Among the lines of the data, copy those that hold "getSpecificHandler".
--- --- ---
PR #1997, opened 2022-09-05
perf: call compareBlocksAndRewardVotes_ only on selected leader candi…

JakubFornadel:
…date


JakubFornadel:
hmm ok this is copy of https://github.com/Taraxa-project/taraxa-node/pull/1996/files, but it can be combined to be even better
--- --- ---
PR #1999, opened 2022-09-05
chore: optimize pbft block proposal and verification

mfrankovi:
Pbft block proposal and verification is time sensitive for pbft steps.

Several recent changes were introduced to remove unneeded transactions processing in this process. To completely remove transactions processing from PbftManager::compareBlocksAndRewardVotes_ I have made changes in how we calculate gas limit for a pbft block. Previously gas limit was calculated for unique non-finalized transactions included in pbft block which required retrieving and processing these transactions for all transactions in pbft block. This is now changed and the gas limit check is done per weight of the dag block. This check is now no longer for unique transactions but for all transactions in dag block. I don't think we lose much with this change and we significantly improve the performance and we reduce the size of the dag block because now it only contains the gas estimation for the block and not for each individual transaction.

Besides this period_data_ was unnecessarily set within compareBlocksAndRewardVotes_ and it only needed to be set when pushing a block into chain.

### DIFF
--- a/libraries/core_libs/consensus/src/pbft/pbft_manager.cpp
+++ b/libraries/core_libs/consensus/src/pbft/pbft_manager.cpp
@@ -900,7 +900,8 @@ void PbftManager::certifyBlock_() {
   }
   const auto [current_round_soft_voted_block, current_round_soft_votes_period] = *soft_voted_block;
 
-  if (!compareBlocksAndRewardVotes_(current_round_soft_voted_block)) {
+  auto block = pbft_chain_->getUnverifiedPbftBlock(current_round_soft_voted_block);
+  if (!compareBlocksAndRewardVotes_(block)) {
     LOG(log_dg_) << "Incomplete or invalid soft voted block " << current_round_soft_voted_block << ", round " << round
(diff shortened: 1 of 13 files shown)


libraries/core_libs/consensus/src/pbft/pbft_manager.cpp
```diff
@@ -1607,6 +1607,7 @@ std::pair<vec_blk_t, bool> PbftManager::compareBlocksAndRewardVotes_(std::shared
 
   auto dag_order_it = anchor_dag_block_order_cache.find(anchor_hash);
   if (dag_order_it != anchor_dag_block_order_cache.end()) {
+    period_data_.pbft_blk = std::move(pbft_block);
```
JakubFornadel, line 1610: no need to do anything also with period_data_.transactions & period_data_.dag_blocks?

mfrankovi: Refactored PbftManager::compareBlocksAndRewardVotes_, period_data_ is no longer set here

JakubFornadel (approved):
--- --- ---
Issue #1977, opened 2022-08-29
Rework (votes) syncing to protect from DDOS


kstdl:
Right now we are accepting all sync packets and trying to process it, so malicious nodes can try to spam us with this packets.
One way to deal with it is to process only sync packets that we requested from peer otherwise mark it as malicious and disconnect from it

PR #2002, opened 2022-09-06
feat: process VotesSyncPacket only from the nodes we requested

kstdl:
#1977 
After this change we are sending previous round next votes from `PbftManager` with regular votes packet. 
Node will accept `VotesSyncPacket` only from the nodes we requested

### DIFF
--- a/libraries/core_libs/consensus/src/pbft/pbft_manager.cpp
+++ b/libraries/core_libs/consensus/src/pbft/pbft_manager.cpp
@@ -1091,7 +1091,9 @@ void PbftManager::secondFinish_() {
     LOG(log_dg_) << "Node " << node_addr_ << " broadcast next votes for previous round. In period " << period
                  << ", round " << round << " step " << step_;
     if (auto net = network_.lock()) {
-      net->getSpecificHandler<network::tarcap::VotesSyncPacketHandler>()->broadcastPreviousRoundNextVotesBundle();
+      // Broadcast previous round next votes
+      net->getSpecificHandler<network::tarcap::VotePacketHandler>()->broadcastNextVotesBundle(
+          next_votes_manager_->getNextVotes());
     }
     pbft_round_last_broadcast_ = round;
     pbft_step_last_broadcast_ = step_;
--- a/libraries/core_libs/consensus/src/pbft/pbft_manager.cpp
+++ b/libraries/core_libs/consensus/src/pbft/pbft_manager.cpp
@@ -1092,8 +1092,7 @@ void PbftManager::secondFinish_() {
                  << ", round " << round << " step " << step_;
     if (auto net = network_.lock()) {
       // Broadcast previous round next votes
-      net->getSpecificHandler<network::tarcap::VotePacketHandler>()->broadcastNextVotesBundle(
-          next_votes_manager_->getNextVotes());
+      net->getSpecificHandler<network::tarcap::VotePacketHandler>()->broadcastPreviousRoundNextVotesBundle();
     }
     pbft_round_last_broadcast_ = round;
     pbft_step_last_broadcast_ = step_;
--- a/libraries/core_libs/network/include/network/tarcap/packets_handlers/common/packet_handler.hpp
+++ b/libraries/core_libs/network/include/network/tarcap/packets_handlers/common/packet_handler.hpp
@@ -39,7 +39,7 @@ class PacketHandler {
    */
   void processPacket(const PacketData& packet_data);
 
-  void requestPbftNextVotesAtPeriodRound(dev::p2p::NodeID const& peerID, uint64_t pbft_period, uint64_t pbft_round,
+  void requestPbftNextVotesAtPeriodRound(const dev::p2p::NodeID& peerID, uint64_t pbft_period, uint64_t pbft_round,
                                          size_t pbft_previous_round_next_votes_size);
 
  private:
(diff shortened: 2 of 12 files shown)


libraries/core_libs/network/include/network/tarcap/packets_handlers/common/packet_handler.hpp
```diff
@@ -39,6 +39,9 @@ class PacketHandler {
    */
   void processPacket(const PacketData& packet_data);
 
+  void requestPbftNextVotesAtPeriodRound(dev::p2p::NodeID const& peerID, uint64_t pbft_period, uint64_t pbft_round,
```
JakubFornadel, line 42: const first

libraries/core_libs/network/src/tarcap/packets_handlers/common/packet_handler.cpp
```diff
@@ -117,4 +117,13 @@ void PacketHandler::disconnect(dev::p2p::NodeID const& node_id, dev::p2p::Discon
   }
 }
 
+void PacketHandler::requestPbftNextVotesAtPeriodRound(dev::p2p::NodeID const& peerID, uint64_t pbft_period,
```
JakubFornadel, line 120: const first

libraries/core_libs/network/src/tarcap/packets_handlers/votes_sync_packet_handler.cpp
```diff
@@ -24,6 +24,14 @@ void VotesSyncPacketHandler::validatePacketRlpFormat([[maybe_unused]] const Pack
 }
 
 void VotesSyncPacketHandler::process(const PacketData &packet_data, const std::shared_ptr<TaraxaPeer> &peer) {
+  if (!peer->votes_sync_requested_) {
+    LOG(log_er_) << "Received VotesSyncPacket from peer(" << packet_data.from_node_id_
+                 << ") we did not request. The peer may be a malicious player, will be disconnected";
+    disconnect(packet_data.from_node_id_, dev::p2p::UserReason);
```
--- --- ---
## [Response area]
-      net->getSpecificHandler<network::tarcap::VotesSyncPacketHandler>()->broadcastPreviousRoundNextVotesBundle();
+      net->getSpecificHandler<network::tarcap::VotePacketHandler>()->broadcastNextVotesBundle(
-      net->getSpecificHandler<network::tarcap::VotePacketHandler>()->broadcastNextVotesBundle(
+      net->getSpecificHandler<network::tarcap::VotePacketHandler>()->broadcastPreviousRoundNextVotesBundle();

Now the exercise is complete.